Kevin O’Connor is the president of Friends of the Rouge Watershed (FRW), an organization concerned with conservation in and beyond the Rouge River bioregion. He and others oppose mountain biking in the park because they believe it will harm the park’s natural environment.
“If we’re planting a lot of trees and wildflowers and there’s a lot of terrain of various heights, you’re going to rip the heck out of that,” O’Connor said. “Besides which, don’t forget it’s kind of a layer cake and so if you start cutting through that, then you get erosion, that’ll expose a lot of the garbage in the landfill.”
Both sides weighed in at a public meeting, held by the city of Toronto on Oct.11. The city also prompted community members for other elements of their visions for the 80-hectare site, adjacent to the proposed Rouge National Park. City contractors are working on a master plan for the property, which has been mostly unused since the landfill closed in 1988 and since plans for a downhill ski facility fell through in the ‘90s.
Former Ontario representative of the International Mountain Bike Association (IMBA), Jason Murray, learned to mountain bike in and around Rouge Park. He wants to see the city approach development with an eye towards balancing ecological and recreational opportunities.

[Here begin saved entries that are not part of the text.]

PR #1546, opened 2021-07-22
Remove global styles as squashed commit

2metres:
Hoping that this fixes some of my chromatic diff baselines to compare against main


defunctzombie:
@2metres I pushed a commit which fixes the TimeBasedChartTooltip styling. It was largely a problem with conflicting styling in LegacyTable - another reason to do away with all these global evils.

2metres:
Massive amount of changes here, most of them just interim solutions until we can phase out <Dropdown>, <Button> and <TextField> to use fluentui components

defunctzombie:
Good stuff. LGTM!

amacneil:
Can you update PR title + description for PRs like this (I assume the actual description was in another PR somewhere). It's helpful for writing release notes and historical reference.

Issue #1491, opened 2021-07-19
Direct user to website to create orgs


defunctzombie:
During the sign-in flow a user must select their organization. If there are no organizations for the user to select, direct the user to the foxglove website to create their organization. This avoids us having to create org creation flows within the app.

This is not the ideal workflow since the user will have authorized their device before being kicked _back_ to the browser but this works around some auth0 limitations.

PR #1548, opened 2021-07-23
Change: signin flow uses a dialog

defunctzombie:
**User-Facing Changes**

Screen Shot 2021-07-22 at 6 08 49 PM
Screen Shot 2021-07-22 at 6 09 22 PM

**Description**
A dialog feels more natural for the device code flow by helping
the user focus on the signin process rather than hiding it in the sidebar.
    
This change also adjusts the org selection behavior. If the user does not have
any orgs, they are presented with a notice to have their org admin invite them
or to create an org on the website.
    
Fixes: #1491


packages/studio-base/src/components/AccountSettingsSidebar/DeviceCodeDialog.tsx
```diff
@@ -0,0 +1,211 @@
...
+                key={org.id}
+                onClick={async () => await onOrgSelect(org)}
+                className={classes.orgItem}
+              >
+                <Text variant="large">{org.display_name ?? org.slug}</Text>
+              </StackItem>
+            );
+          })}
+        </Stack>
+      );
```
jtbandes, line 162: Dropdown? Stack of links seems a bit non-standard

defunctzombie: I think the slack login flow presents a stack of links. Kinda like a nav menu/context menu list.

PR #1550, opened 2021-07-23
Improve ErrorBoundary appearance

jtbandes:
User-facing changes: not worth mentioning

Bring some FluentUI love to ErrorBoundary. Also integrate better with PanelToolbar for panel errors.

Still could use some spacing/alignment cleanup but I think this can wait until the global.scss changes settle down.


defunctzombie:
👍

PR #1558, opened 2021-07-23
Rename rosbag.js to @foxglove/rosbag

amacneil:
**User-Facing Changes**
None

**Description**
Consistent with @foxglove/rosbag2


defunctzombie:
Should be @foxglove/rosbag since that is what we will publish?

defunctzombie:
I see this is for your rename of the repo first. Also rename the package?

amacneil:
Ya will rename package. I could do that in the same PR I guess.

“The major concerns about erosion – and this comes up everywhere that we build trails – usually come from poor or no trail design,” Murray said. He explained that building a trail with a “bench-cut design,” which follows the contours of the hill, would circumvent erosion problems.
If you build it properly, you maintain it and you make it an authorized use, you can manage it.
— Jason Murray
General manager and FRW co-founder, Jim Robb said that he worries about mountain biking in Beare Road Park based on his past experience with off-road cyclists and because the park is a habitat for three defined species at risk.

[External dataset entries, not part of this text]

PR #1571, opened 2021-07-28
Internal: Provide a default NullAnalytics context

defunctzombie:
**User-Facing Changes**
None

**Description**
Allows for tests and stories to use components that have analytics
without having to inject analytics providers. Lowers the boilerplate
for writing the tests and stories.

### DIFF
--- a/packages/studio-base/src/services/NullAnalytics.ts
+++ b/packages/studio-base/src/services/NullAnalytics.ts
@@ -1,0 +1,9 @@
+// This Source Code Form is subject to the terms of the Mozilla Public
+// License, v2.0. If a copy of the MPL was not distributed with this
+// file, You can obtain one at http://mozilla.org/MPL/2.0/
+
+import IAnalytics from "@foxglove/studio-base/services/IAnalytics";
+
+export default class NullAnalytics implements IAnalytics {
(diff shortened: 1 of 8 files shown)


packages/studio-base/src/services/NullAnalytics.ts
```diff
@@ -0,0 +1,9 @@
+// This Source Code Form is subject to the terms of the Mozilla Public
+// License, v2.0. If a copy of the MPL was not distributed with this
+// file, You can obtain one at http://mozilla.org/MPL/2.0/
+
+import IAnalytics from "@foxglove/studio-base/services/IAnalytics";
+
+export default class NullAnalytics implements IAnalytics {
```
jtbandes, line 7: naming: NoOpAnalytics?

defunctzombie: I drew inspiration from /dev/null  - do you prefer NoOpAnalytics? Can make the change if you prefer that.

jtbandes: I guess we used to have some other NoOp things but they were removed as we implemented shared layouts, though we do still have a "NoopMetricsCollector".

“I think it’d be necessary to demonstrate that there was a net benefit to the overall park and that mountain bikers were not ripping up the trails that they’re not supposed to be on, because right now there still is a lot of illegal mountain biking in the park.”
Murray believes that offering legal options for mountain bikers in the park and involving local mounting biking clubs would curtail illicit cycling.
“Well, if you build it properly, you maintain it and you make it an authorized use, you can manage it,” he said.
Robb said any development on the site must be subordinate to a focus on ecology.
“We’ve taken so much. This is a 20-year pile of probably eight to nine billion kilograms of waste,” he said. “So we’ve already extracted our pound of flesh from Mother Nature on this site, let’s make sure that for the next little while we give her back and say, ‘nature first.’”
Murray feels cyclists are being kept out of the dialogue surrounding Beare Road Park.
“We know how to do this in a way that preserves ecology, is environmentally less impactful, that can keep us away from the species at risk that everyone is concerned about,” he said. “It’s not just IMBA, you have a lot of local knowledge, right here already, that is chomping at the bit to help out. We just have to be allowed to the table, someone has to shake our hand and we’ll be off to the races.”